Tuesday, April 26, 2011

Spring 2011 Weekend Winery Jaunt # 3 - Leesburg Surprises

Leesburg is the hub of Loudoun County's vinoland, now officially known as "D.C.'s Wine Country." Proof positive is the number of Reston Limos and "Keg Buses" driving down Route 7 or the Greenway, enroute to one of the bigger wineries in Loudoun, on any given Saturday in the spring, summer and fall. Wineries of all shapes and sizes sprout out from the center of the Leesburg "hub" in all directions.

As much as we love spots like Sunset Hills Vineyard, Loudoun Valley Vineyards, and Breaux Vineyards, this entry will focus on some of the smaller spots around Leesburg, which you may or may not have heard of. Some of these wineries have strict "no limos, no buses" rules, so it is suggested that you call ahead if you plan to visit with a group.
If you make arrangements ahead of time with the tasting room, and indicate to them that you won't be arriving via the frat boy and sorority girl-infested "Keg Bus," they might make an exception.

South of Town:
Located off U.S. Highway 15, about a mile past the last traffic-clogged intersection south of Leesburg, make a right turn at the gas station and follow the sign to Willowcroft Farm Vineyards. They have been making wine here since 1987, and are the oldest commercial winery in the county. That view of the Loudoun Valley is incredible, and you'll feel like you're in the middle of Piedmont wine country, vs. a few miles away from congested Leesburg, on top of that mountain. Try their Fitzrada's Reward, their popular table white, perfect for spring sipping.

A few miles away in the same heavily forested foothills is Zephaniah Farm Vineyard, which has been open for about a year now. Chances are high that you'll be greeted by the owner/winemaker, his wife, or both. And chances are high that you'll be invited for a tour of their grand old house (built in the 1830s) and wine cellar. And if you're really fortunate, you may get a taste of their chambourcin, either in the bottle or out of the barrel if they're sold out. The chambourcin is one of the best in the state and has a lot of fans, despite the newness of the winery.

North of Town:
Return to highway 15, and try to maintain your sanity as you drive through (apparently constantly gridlocked) "Leesburg Crossing" (where the shopping centers are). A few miles north of town, make another right and follow signs to Fabbioli Cellars. The focus here is the wine, and they usually discourage limos or buses, but if they're slow enough and you call ahead, you may be invited. The recently redesigned tasting room in the basement is pure Virginia winemaker - and Doug Fabbioli himself will float in and out of the tasting room on his way from or to the vineyards. Every wine is a winner here, particularly the chambourcin (another winner for Virginia's new red), the Rosa Luna rosé, and their blend of Merlot, Cabernet Sauvignon and Petite Verdot (Tre Sorélle). They also have an Aperitif Pear Wine that is very popular.

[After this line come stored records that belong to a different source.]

PR #2241, opened 2026-08-27
fix(mcp): bound the lifetime of an abandoned stdio bridge session

ohdearquant:
## Problem

A stdio bridge client whose pipe never closes but which stops sending requests is
indistinguishable from a live one. Nothing reaps it, so it holds its reader-pool
admission and its DB connection for as long as its parent process happens to survive.
Sessions have been observed alive at tens of hours this way.

## What this changes

Three bounds. Two are opt-in and disabled by default: the idle-session timeout and the
request-obligation TTL do nothing unless configured. The third, the response-delivery
deadline, is **not** optional — it defaults to 300 seconds when unset and rejects `0`
(`crates/khive-mcp/src/server.rs:1101-1118`), because a disabled deadline lets a peer that
stops reading pin the bridge's response write forever, which is one of the leaks this change
exists to close. So a server with no configuration does change behaviour: a response pending
longer than five minutes is now abandoned. `docs/configuration.md:298-302` documents that
default; this paragraph previously contradicted it and the code, and the code is right.

**Idle-session timeout.** A window with no request is treated as EOF: `receive()` yields
`None`, and rmcp's ordinary graceful-close path releases the pooled resources exactly as
a real disconnect does.

**Outstanding-obligation accounting.** Wire-idle is not session-idle, so the idle branch
closes only when nothing admitted still owes a response. Obligations are held in a queue
keyed by request id, each carrying the instant it was admitted. Keying by id is load
bearing: rmcp spawns handlers and response sends independently, so a newer request's
response can finish first, and retiring the oldest entry on any completion would leave a
completed request as the newest entry and make the freshness test read the wrong
timestamp.

An obligation is evidence of life only while it is fresh. A handler that panics never
reaches the response construction that would retire its entry, so a bare counter would
defer forever and reintroduce the unbounded lifetime through the guard meant to prevent
it. Entries past the obligation TTL are dropped, and a second outstanding obligation
under an id that already has one is refused rather than admitted, because two entries
sharing an id make retirement ambiguous.

**Response-delivery deadline.** rmcp serializes writes through a mutex held across the
pending write, so a peer that admits a request and then stops reading its response would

Continue down the unpaved road past Fabbioli and you'll come across two wineries that keep it all in the family: Lost Creek and Hidden Brook. These wineries are best suited for the Virginia wine "newbies" (the blogmasters started their love affairs with Virginia wine here), as many of their wines (even the reds) are on the sweet side. Lost Creek is the older spot and has an airy tasting room, gas fireplace and a patio situated on a bluff overlooking the vineyards. Hidden Brook, operated by the son and daughter-in-law, is housed in a log cabin and offers a porch overlooking a cluster of pine trees.

A Stone's Throw Away from Town:
You don't have to drive far from downtown Leesburg to find the next three spots.

Dry Mill Vineyard touts itself as "the newest old school vineyard in Northern Virginia." The tasting room was built into a historic horse stable, and there is a meeting room that your company can reserve directly above the tasting room, as well as an events room. The winners here are their steel-aged Chardonnay and their Merlot. An overhang outside the tasting room protects visitors from the elements.

Off Business route 7, between Leesburg and the tiny town of Hamilton, lies Casanel Vineyards, named after Casey and Nelson, the owners of this irresistible location. The first winery we've been to with not only a gazebo, but a gazebo in the middle of a pond, Casanel is currently developing a new tasting room to host the limos and buses, to keep them separate from the couples and lone boozers who visit the original, small tasting room. For such a small operation, we were amazed at the number of Award Winning wines here; favorites are the reds--their Cabernet Sauvignon and their Norton.

Not far from the intersection of route 7 and route 9 lies Village Winery, near the historic village of Waterford. Sheep and goats may welcome you as you drive into the gravel parking lot. This is the winery of the Elderberry: Wine, syrup, even chocolate. Elderberry contains natural antitoxins and makes a surprisingly good wine. Traditional fruit wines include a Cab Franc and Merlot blend, a Cab Franc rosé, and a delicious apple wine. This is probably the most rustic spot in Loudoun County - further proof that you don't have to venture far from DC for country roads and wineries.